To determine the immediate effects of the central posteroanterior (PA) mobilization technique on both pain and active cervical range of motion in patients with mechanical neck pain presenting with central or bilateral symptoms.
A randomized controlled trial was conducted in 60 patients who were randomly allocated into either 'central PA' or 'random' mobilization group. Two physical therapists and one assessor participated. Outcome measures included neck pain at rest, pain on the most painful movement, and active cervical range of motion taken before and immediately 5 min after the mobilization treatment.
Significant reductions in pain at rest and on the most painful movement were noted within-group comparisons (p < 0.001). However, the 'central PA' mobilization group obtained a significantly greater reduction in pain on the most painful movement than the 'random' mobilization group (p < 0.05). Both mobilization techniques had no effects on the active cervical range of motion. However, the differences in the means of pain reduction between both mobilization techniques were modest (<10 mm).
The clinical recommendation regarding the selection of the central PA mobilization technique for treating patients with central or bilateral mechanical neck pain is therefore arguably.

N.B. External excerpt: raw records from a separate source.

Issue #301, opened 2026-03-26
Move borrow state/protector reasoning into `Tree_borrow`


N1ark:
Currently the interface of `Tree_borrow` expects the client to specify e.g. what state to start reborrows in. This is fine for now, but we could do something [like in rustc](https://github.com/rust-lang/rust/blob/3a933e5bf5b695faf9e09d47a263a20c6b85c26a/src/tools/miri/src/borrow_tracker/mod.rs#L265) where information is abstracted away; we only need to know the borrow kind, and the borrowed type.

this comes with two advantages:
- `TreeState` becomes entirely unaware of anything relating to tree borrows, which is good (it should never have been the case)
- this would also allow us to support stacked borrows super easily, which although is probably not of much interest is a nice to-have, and would probably require very little effort to implement

PR #308, opened 2026-04-06
Parametric Tree Borrows

N1ark:
First step towards allowing more ways of doing alias-checks. This makes the whole state parametric on a "Tree_borrows" module, which also supports reasoning with logic if desired! The interface might adapt as we discover gaps or additional needs, but I think this is a relatively solid start.

- Functorise `Tree_state`, which now receives a `Symex -> Tree_borrows_intf.S` functor. It's a functor to allow different state implementations that may not use `DecayMapMonad` to use it
- (Finally) move the implementation of `Sptr` into `State_intf`. There is still a `sptr.ml` file that defines a decay map and the "small" Sptr interface for `Decoder`, but it still makes things simpler as we don't have to lie about the pointer being independent from the state.
- Cleaned up the `Sptr` interface to remove extra functions we don't want/need.

Functorising Tree_state means the PR diff is massive and unreadable; I've organised the commits so the ugly diff change happens only in f0a88f2, which is only indentation; every other commit should have a clean diff.

This will enable #301


soteria-rust/lib/builtins/intrinsics_impl.ml
```diff
@@ -144,7 +145,7 @@ module M (StateM : State.StateM.S) : Intrinsics_intf.M(StateM).Impl = struct
   let caller_location : full_ptr ret =
     (* TODO: we should really do something better here *)
     let+ () = ok () in
-    (Sptr.null_ptr (), Thin)
+    (Sptr.of_address Usize.(0s), Thin)
```
giltho: I don't like this, can we keep some `null_ptr` helper around? I don't like obtaining "null_ptr" by casting 0 everywhere

N1ark:
@giltho no rush in reviewing this, but fyi ive reorganised the commits so it should be fairly easy to review per-commit

soteria/lib/sym_states/tree_block.ml
```diff
@@ -101,7 +101,8 @@ module MemVal (Symex : Symex.Base) = struct
         state can be composed with it; in other words, calling [produce] on a
         tree with this node must always vanish. Otherwise this should raise a
         [miss] with the fixes needed for this to become exclusively owned. *)
-    val assert_exclusively_owned : t -> (unit, 'err, syn list) Symex.Result.t
+    val assert_exclusively_owned :
+      (t, sint) tree -> (unit, 'err, syn list) Symex.Result.t
```
giltho, line 105: Why ?

soteria/lib/sym_states/tree_block.ml
```diff
@@ -146,11 +147,12 @@ module Make (Symex : Symex.Base) (MemVal : MemVal(Symex).S) = struct
...
     let is_fully_owned = function NotOwned _ -> false | Owned _ -> true
 
-    let assert_exclusively_owned = function
+    let assert_exclusively_owned t =
+      match t.node with
       | NotOwned _ ->
           Result.miss_no_fix
             ~reason:"assert_exclusively_owned - tree not fully owned" ()
-      | Owned n -> MemVal.assert_exclusively_owned n
+      | Owned _ -> MemVal.assert_exclusively_owned t
```
giltho: Seems redundant if you're passing the whole thing to `MemVal.assert_exclusively_owned` anyway?
```ocaml
let assert_exclusively_owned = MemVal.assert_exclusively_owned
```

soteria-rust/lib/state/tree_state.ml
```diff
@@ -6,11 +6,120 @@ module T = Typed.T
...
+  let fresh () = failwith "Fresh unimplemented for sptr (for now)"
+
+  let subst subst_val p =
+    let se = Typed.Expr.subst subst_val in
+    let ptr = se p.ptr in
+    let align = se p.align in
+    let size = se p.size in
+    { ptr; align; size; tag = p.tag }
+
+  let null_ptr () =
```
giltho: Wait you actually have this, so why are you using `of_address 0` in other places?

soteria/lib/logic/util.ml
```diff
@@ -0,0 +1,27 @@
+module M (Symex : Symex.Base) = struct
+  (** Utilities to handle common types with Soteria's logic modules. *)
+
+  module Abstr = Data.Abstr.M (Symex)
+
+  module Option = struct
+    (** Option type lifted to the value world. Implements
+        {{!Soteria.Abstr.M.S_with_syn}[S_with_syn]}. *)
```
giltho, line 8: That's not true if you don't implement fresh?

soteria/lib/logic/util.ml
```diff
@@ -0,0 +1,27 @@
...
+
+    type 'a t = 'a option [@@deriving show { with_path = false }]
+    type 'a syn = 'a option [@@deriving show { with_path = false }]
+
+    (* TODO: do we have [let fresh () = return None] ? *)
```
giltho: It'd need to be something like
```ocaml
let fresh ~fresh_inner () =
	branch [
		fun () -> return None;
	    fun () -> let+ inner = fresh_inner () in Some inner
	]
```
Option should be an abstraction combinator (and can be derived with a PPX probably)

soteria-rust/lib/state/rtree_block.ml
```diff
@@ -135,93 +114,266 @@ module Make (Sptr : Sptr.S) = struct
...
+      | SZeros, Owned (Leaf (Init _, _)) ->
+          lift @@ not_impl "Assume rust_val == 0s"
+      | SZeros, Owned (Leaf _) -> lfail Typed.v_false
+      (* tree borrows *)
+      | STree_borrow_st s, Owned (Leaf (v, tb)) ->
+          let+ tb' =
+            let+? fixes = Borrows.State.consume s tb in
+            List.map lift_tb_st_fix fixes
+          in
+          mk_leaf t v tb'
```
giltho: I don't fully understand the implications of this for now.
And we need to tell Pedro what to do not to hit bugs in there if we merge it

soteria-rust/lib/state/rtree_block.ml
```diff
@@ -135,93 +114,266 @@ module Make (Sptr : Sptr.S) = struct
...
-       SZeros, Owned (Zeros, _) -> ok (not_owned t) | SZeros, Owned (Init _, _)
-       -> not_impl "Assume rust_val == 0s" | SZeros, _ -> vanish () *)
+    let consume (s : syn) (t : tree) : (tree, syn list) DecayMap.SM.Consumer.t =
+      let open DecayMap.SM.Consumer in
+      let open Syntax in
+      match (s, t.node) with
+      | _, NotOwned _ -> miss_no_fix ~reason:"rtree_block consume notowned" ()
+      | _, Owned Lazy -> lift @@ not_impl "Consume on lazy node"
+      (* init *)
+      | SInit _, _ ->
```
giltho: `Rust_val.learn_eq` not doing the trick?

soteria-rust/lib/state/rtree_block.ml
```diff
@@ -135,93 +114,266 @@ module Make (Sptr : Sptr.S) = struct
...
-       (s, t.node) with | _, NotOwned _ -> miss [] (* init *) | SInit _, _ ->
-       not_impl "Consume typed value on rust_val equality." (* any *) | SAny,
-       Owned _ -> ok (not_owned t) (* uninit *) | SUninit, Owned (Uninit
-       Totally, _) -> ok (not_owned t) | SUninit, _ -> vanish () (* zeros *) |
-       SZeros, Owned (Zeros, _) -> ok (not_owned t) | SZeros, Owned (Init _, _)
-       -> not_impl "Assume rust_val == 0s" | SZeros, _ -> vanish () *)
+    let consume (s : syn) (t : tree) : (tree, syn list) DecayMap.SM.Consumer.t =
+      let open DecayMap.SM.Consumer in
+      let open Syntax in
+      match (s, t.node) with
```
giltho: Nit: rewrite this to be
```ocaml
let++ (mv', tb') = match (s, t.node) with (...) in 
mk_leaf t mv' tb'
```
Ensures you don't accidentally return some (Unowned, tb) when you modify this out of context in the future?

soteria-rust/lib/state/rtree_block.ml
```diff
@@ -135,93 +114,266 @@ module Make (Sptr : Sptr.S) = struct
...
+                let* v = Producer.apply_subst (Rust_val.subst Sptr.subst) v in
+                let _, middle = l.range in
+                let+^ vl, vr = split_rval v middle in
+                (* HACK: is this sound? Doing it this way because we can't have
+                   a split_rval for exprs, given it requires decaying pointers.
+                   An alternative would be to have a [produce_leaf] which takes
+                   in a [Leaf _], so we only subst once. *)
+                let vl = Rust_val.to_syn Sptr.to_syn vl in
+                let vr = Rust_val.to_syn Sptr.to_syn vr in
+                (SInit vl, SInit vr)
```
giltho, line 283: Not the most elegant but somewhat correct.

giltho: Ideally, if you have a solution to subst only once, I'd prefer that. But don't spend too much time right now, we're bound to test this code a *lot* more in the near future, it will evolve anyway

soteria-rust/lib/state/tree_state.ml
```diff
@@ -23,47 +28,46 @@ module Make () = struct
     }
```
giltho, line 28: Honestly, `[@@deriving syn]`?

soteria-rust/lib/state/tree_state.ml
```diff
@@ -210,24 +213,48 @@ module Make () = struct
     open SM
     open Syntax
 
+    let lift_fix_block (s : Tree_block.syn) =
+      (* HACK: this is quite ugly; tree borrow misses relating to the structure
+         (not the state!) can occur within [Tree_block], however fixing them
+         there is not possible, since the structure is stored here, in [Block].
+         As such we catch those, and lift them appropriately here. *)
```
giltho, line 220: Yeah, it feels like the tb/state/syn story isn't finalised yet. 
Honestly it's ok, as long as it doesn't block Pedro, or as long as you're ready to provide support whenever he's blocked

giltho (approved):
Mostly comments, questions, and minor nits

soteria/lib/sym_states/tree_block.ml
N1ark: because with the change to `R_tree_block`, you may have `Owned` trees that aren't exclusively owned and for which you need to recurse on the tree, e.g. `Lazy -> Leaf (NotOwned, Some tb_state), Leaf (Zeros, None)`

soteria-rust/lib/state/tree_state.ml
N1ark: i think you're reviewing an intermediary commit; this function is removed later on

soteria/lib/logic/util.ml
N1ark: oh sure that works, idk why i hadnt considered branching
meh i dont mind hand-implementing the base types for now, what i care about is just having them exist so we can easily derive the other ones

soteria-rust/lib/state/tree_state.ml
N1ark: yes that's why i made that utils module, i unfortunately dont want to bother implementing and im consistently out of tokens to have the slopper do it :/ but yes that's the plan

soteria-rust/lib/state/tree_state.ml
N1ark: i dont understand; as far as Pedro is concerned he just uses the `Concrete` tree borrows implementation so none of this will happen anyways

N1ark: i agree there is still work to do for this btw; but im unclear how to handle it cleverly so for now im just doing what works :P

soteria-rust/lib/state/tree_state.ml
N1ark: bikeshedding but i think the syntax is going to have to be something like this:
`[@@deriving syn { symex = MySymex; values = Typed.t }]`
because "symex-values" like Typed don't have to expose `learn_eq` & co.

soteria-rust/lib/state/rtree_block.ml
N1ark: yeah ill leave this as is unfortunately simply bc of time (id really want to get this merged because it's conflict-prone)

soteria/lib/sym_states/tree_block.ml
giltho: Hmm, shouldn't one just always recurse entirely? I'm not sure it would be much more expensive

soteria-rust/lib/state/tree_state.ml
giltho: But then can we bring it back? 😂

soteria/lib/logic/util.ml
giltho: That being said, I dream of a world where calling fresh on something like this would dynamically declare a new ADT kind to the solver so that we can actually have nondet of this adt

soteria-rust/lib/state/tree_state.ml
N1ark: yes yes im addressing your reviews

soteria-rust/lib/state/tree_state.ml
giltho: We can expose it in the outer layer for the PPX to work, that's pretty easy, but yeah we'll figure out the needs as we write it

soteria-rust/lib/state/tree_state.ml
giltho: >  dont understand; as far as Pedro is concerned he just uses the Concrete tree borrows implementation so none of this will happen anyways

Ah yes, fair

soteria-rust/lib/state/rtree_block.ml
N1ark: hadnt realised it exists ^^

soteria-rust/lib/state/rtree_block.ml
N1ark: done; i actually just handle v and tb entirely separately which makes it really cute

soteria/lib/sym_states/tree_block.ml
N1ark: yeah possibly, thats another option

PR #309, opened 2026-04-07
Small state improvements

N1ark:
Improvements to state monads done while working on #299 
This is best reviewed commit-by-commit !

### DIFF
--- a/soteria-c/lib/state_intf.ml
+++ b/soteria-c/lib/state_intf.ml
@@ -1,6 +1,5 @@
 open Typed
 open T
-open Cerb_frontend
 module Agv = Aggregate_val
 module Compo_res = Soteria.Symex.Compo_res
 
@@ -38,7 +37,7 @@ module type S = sig
 
   val produce_aggregate :
     Expr.t ->
-    Ctype.ctype ->
+    Cerb_frontend.Ctype.ctype ->
     Aggregate_val.syn ->
     t option ->
     t option Csymex.Producer.t
--- a/soteria-rust/lib/sptr.ml
+++ b/soteria-rust/lib/sptr.ml
@@ -15,10 +15,9 @@ open T
     [from_exposed] is partial: if a provenance cannot be guessed from the
     integer, [None] is returned. *)
 module type DecayMapS = sig
-  type t
+  include Soteria.Sym_states.Base.M(Rustsymex).S
 
   val empty : t
-  val pp : Format.formatter -> t -> unit
 
   (** Decays the given location into an integer, updating the decay map
       accordingly. If [expose] is true, the provenance is marked as exposed, and
@@ -29,19 +28,16 @@ module type DecayMapS = sig
     size:[< sint ] Typed.t ->
     align:[< nonzero ] Typed.t ->
     [< sloc ] Typed.t ->
-    t ->
-    (sint Typed.t * t) Rustsymex.t
+    sint Typed.t SM.t
 
   (** Tries finding, for the given integer, the matching provenance in the decay
       map. If found, it returns that provenance, along with the exposed address
       for that allocation at offset 0. Otherwise returns [None]. *)
   val from_exposed :
-    [< sint ] Typed.t ->
-    t ->
-    ((sloc Typed.t * sint Typed.t) option * t) Rustsymex.t
+    [< sint ] Typed.t -> (sloc Typed.t * sint Typed.t) option SM.t
 end
 
-module DecayMap : DecayMapS = struct
+module DecayMap = struct
   module MapKey = struct
     include Typed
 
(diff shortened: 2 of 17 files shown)


soteria-c/lib/state_intf.ml
```diff
@@ -38,7 +37,7 @@ module type S = sig
 
   val produce_aggregate :
     Expr.t ->
-    Ctype.ctype ->
+    Cerb_frontend.Ctype.ctype ->
     Aggregate_val.syn ->
     t option ->
     t option Csymex.Producer.t
```
giltho, line 43: ?

giltho: I mean it's not worse but is there a reason?

soteria-rust/lib/sptr.ml
```diff
@@ -52,81 +48,105 @@ module DecayMap : DecayMapS = struct
...
+
+    let exprs_syn ({ address; exposed = _ } : syn) : Expr.t list = [ address ]
+
+    let subst s ({ address; exposed } : syn) : t =
+      { address = Expr.subst s address; exposed }
   end
 
-  type entry = { address : sint Typed.t; exposed : bool }
-  [@@deriving show { with_path = false }]
+  module EntryExcl = Soteria.Sym_states.Excl.Make (Rustsymex) (Entry)
```
giltho: Agreement?

soteria/lib/sym_states/excl.ml
```diff
@@ -22,10 +20,9 @@ module Make (Symex : Symex.Base) (E : Data.Abstr.M(Symex).S_with_syn) = struct
   open SM
   open SM.Syntax
 
-  let assert_exclusively_owned st : (unit, 'err, syn list) Symex.Result.t =
-    let open Symex.Syntax in
-    let+ res, _ = unwrap () st in
-    Compo_res.map res (fun _ -> ())
```
giltho, line 28: heh

soteria/lib/sym_states/freeable.ml
```diff
@@ -13,8 +13,11 @@ module Make
     (I : sig
       include Base.M(Symex).S
 
-      val assert_exclusively_owned :
-        t option -> (unit, 'err, syn list) Symex.Result.t
+      (** Checks this state is exclusively owned, returning if it is exclusively
+          owned and otherwise missing with the fixes required to make this state
+          exclusively owned.
+          {b This function is expected to not be modify the state.} *)
```
giltho, line 19: I'm being a bit pedantic here, but maybe this should really just be:
`t option -> (unit, 'err, syn list) Result.t`

giltho: (Though not it's fine to modify the symbolic state to something equivalent, e.g. to rebalance TreeBlocks)

soteria/lib/symex/symex.ml
```diff
@@ -281,6 +281,16 @@ module type Base = sig
     val run : subst:subst -> 'a t -> ('a * subst) symex
     val run_identity : 'a t -> 'a symex
 
+    (** Exposes the underlying type of this producer monad. This is unsafe and
+        shouldn't be used in clients, it is only available to enable the
+        implementation of the state monad transformer. *)
+    val leak_UNSAFE : 'a t -> subst option -> ('a * subst option) symex
```
giltho: This doesn't need to be exposed.
```ocaml
let leak_NOT_REALLY_UNSAFE_ACTUALLY_IF_YOU_THINK_ABOUT_IT m s_opt =
  match s_opt with
   | None ->
      let+ res = Producer.run_identity m in
     (res, None)
   | Some subst ->
       let+ (res, subst) = Producer.run ~subst m in
       (res, Some subst)
```
You can just implement it in SM and not expose it. I agree it's not pretty, but this direction of abstraction doesn't need any unsafe

soteria/lib/symex/symex.ml
```diff
@@ -281,6 +281,16 @@ module type Base = sig
...
+
+    (** The dual of [leak_UNSAFE] for producers. This is unsafe and shouldn't be
+        used in clients, it is only available to enable the implementation of
+        the state monad transformer. *)
+    val unleak_UNSAFE : (subst option -> ('a * subst option) symex) -> 'a t
```
giltho: `from_raw_UNSAFE`? `unleak` is a bit weird

This is the direction that's dangerous. The Producer and Consumer operations are carefully crafted so that you can only use the subst in a way that is expected. By using any `subst -> subst` function there's a danger.

soteria/lib/sym_states/state_monad.ml
```diff
@@ -115,6 +128,30 @@ module Make
...
   end
 
+  module Producer = struct
+    include Producer
+
+    let[@inline] run_with_state ~state (x : 'a t) : ('a * st) Symex.Producer.t =
+      let open Symex.Syntax in
+      Symex.Producer.unleak_UNSAFE (fun subst ->
+          let+ (res, subst), state = leak_UNSAFE x subst state in
+          ((res, state), subst))
```
giltho, line 147: See the `leak_UNSAFE` comment from earlier.
Apart from this, I was nerdsnipped for a while trying to figure out a solution, didn't find one. 
We could create an opaque `opaque_subst` type, and then expose `Producer.t = opaque_subst -> ('a * opaque_subst) Symex.t`. And then run takes a 'a Producer.t and returns a proper `subst`. This would make it safe, as it would ensure we can't construct a producer from bananas.
Now... the huge capital letters `leak_UNSAFE` should be safeguard enough

giltho (approved):
Just change the leak thing

soteria-c/lib/state_intf.ml
N1ark: yeah i think it shadows a type i need layer ? im not sure actually i think i don't need this anymore

soteria-rust/lib/sptr.ml
N1ark: ah .. yeah true oops

PR #312, opened 2026-04-09
Bump Charon and Obol

N1ark:
Test changes are:
- mostly that function names are now prefixed with the crate name
- the `assert!` macros are somehow not overriden by Soteria anymore? this would require further investigation but it's minor, it mostly impacts quality of error messages

I also had to split frontend into a frontend_runtime and frontend so I could use information about the toolchain in error diagnostics without creating circular dependencies.

Currently running the benchmarks to check for regressions


N1ark:
Converted to draft; major regressions

demo/poly-vec.rs
```diff
@@ -0,0 +1,31 @@
...
+
+//
+
+//
+
+//
+
+//
+
+//
```
giltho: //

demo/sll.rs
```diff
@@ -1,235 +1,65 @@
...
-pub struct LinkedList<T> {
-    head: Option<NonNull<Node<T>>>,
-    tail: Option<NonNull<Node<T>>>,
-    len: usize,
-    marker: PhantomData<Box<Node<T>>>,
-}
+// Kani: kani demo/sll.rs
+// Soteria Rust: dune exec -- soteria-rust exec ./demo/sll.rs --kani --compact
 
-struct Node<T> {
```
giltho, line 11: Maybe remove the balle perdue pour Kani, and rename the file to dll, because it's def not an sll

giltho:
REUSE file needs to be updated to account for files moving

giltho (approved):

demo/sll.rs
N1ark: ill just remove this i never use it

PR #317, opened 2026-04-17
Use ppx_mixins

giltho:
What are we thinking about this?

Also, I'm realising that I don't quite know why S_with_syn is not just a `with_syn` module without the `S`

### DIFF
--- a/soteria.opam
+++ b/soteria.opam
@@ -61,5 +61,5 @@ build: [
 dev-repo: "git+https://github.com/soteria-tools/soteria.git"
 pin-depends: [
   ["simple_smt.~dev" "git+https://github.com/NatKarmios/simple-smt-ocaml#9db7ef0bb61a76010de255af3cbe4066dd8dd622"]
-  ["ppx_mixins.~dev" "git+https://github.com/soteria-tools/ppx_mixins#041919eb78dc643c88e6e570a896fdd9c41e25f6"]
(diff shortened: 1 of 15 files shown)


soteria.opam
```diff
@@ -60,4 +61,5 @@ build: [
 dev-repo: "git+https://github.com/soteria-tools/soteria.git"
 pin-depends: [
   ["simple_smt.~dev" "git+https://github.com/NatKarmios/simple-smt-ocaml#9db7ef0bb61a76010de255af3cbe4066dd8dd622"]
+  ["ppx_mixins.~dev" "git+https://github.com/soteria-tools/ppx_mixins#041919eb78dc643c88e6e570a896fdd9c41e25f6"]
```
N1ark: did you try publishing to opam?

N1ark (approved):
yes i think that's nicer :) i wonder if maybe using `+` or `and` rather than a `;` in the PPX would be nicer, as it'd mean ocamlformat won't try inserting line returns for every module
```ocaml
type before
[@@mixins
    D_abstr.S_with_syn;
    D_abstr.Sem_eq]

type after
[@@mixins D_abstr.S_with_syn + D_abstr.Sem_eq]
```

soteria.opam
giltho: Not yet, I'm not going to publish something we don't agree on

giltho:
Quite a good idea :)

giltho:
If we merge this I'm so going to abuse that pattern for abstractions all over the place ❤️

giltho:
https://github.com/ocaml/opam-repository/pull/29741

PR #319, opened 2026-04-19
Use released version of ppx_mixins

giltho:
Also looks like the latest release of `linol` broke the API, so I fixed it to `0.10`


giltho:
Merging this without approval, there cannot be debate and I don't want to base my next branch on something that has a weird pin

N1ark (approved):

PR #354, opened 2026-05-25
Improve aliasing logic in stubs

giltho:
## Summary

  - Rework how `aliases` work in `stubs.json`: an alias is now a list (`aliases: [...]`) of extra `fn_pats` keys that route to the same stub variant as the canonical `pattern`. Signature resolution is driven only by the `pattern`.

确定中央后前(PA)松动技术对出现中央或双侧症状的机械性颈痛患者疼痛和主动颈椎活动度的即刻影响。
在 60 名患者中进行了一项随机对照试验,这些患者被随机分配到“中央 PA”或“随机”松动组。两名物理治疗师和一名评估员参与了研究。结果测量包括治疗前和治疗后 5 分钟时的静息时颈部疼痛、最痛运动时的疼痛以及主动颈椎活动度。
组内比较显示静息时和最痛运动时的疼痛均显著降低(p < 0.001)。然而,“中央 PA”松动组在最痛运动时的疼痛减轻程度明显大于“随机”松动组(p < 0.05)。两种松动技术对主动颈椎活动度均无影响。然而,两种松动技术之间疼痛减轻程度的差异较小(<10 毫米)。
因此,对于治疗出现中央或双侧机械性颈痛的患者,选择中央 PA 松动技术的临床推荐值得商榷。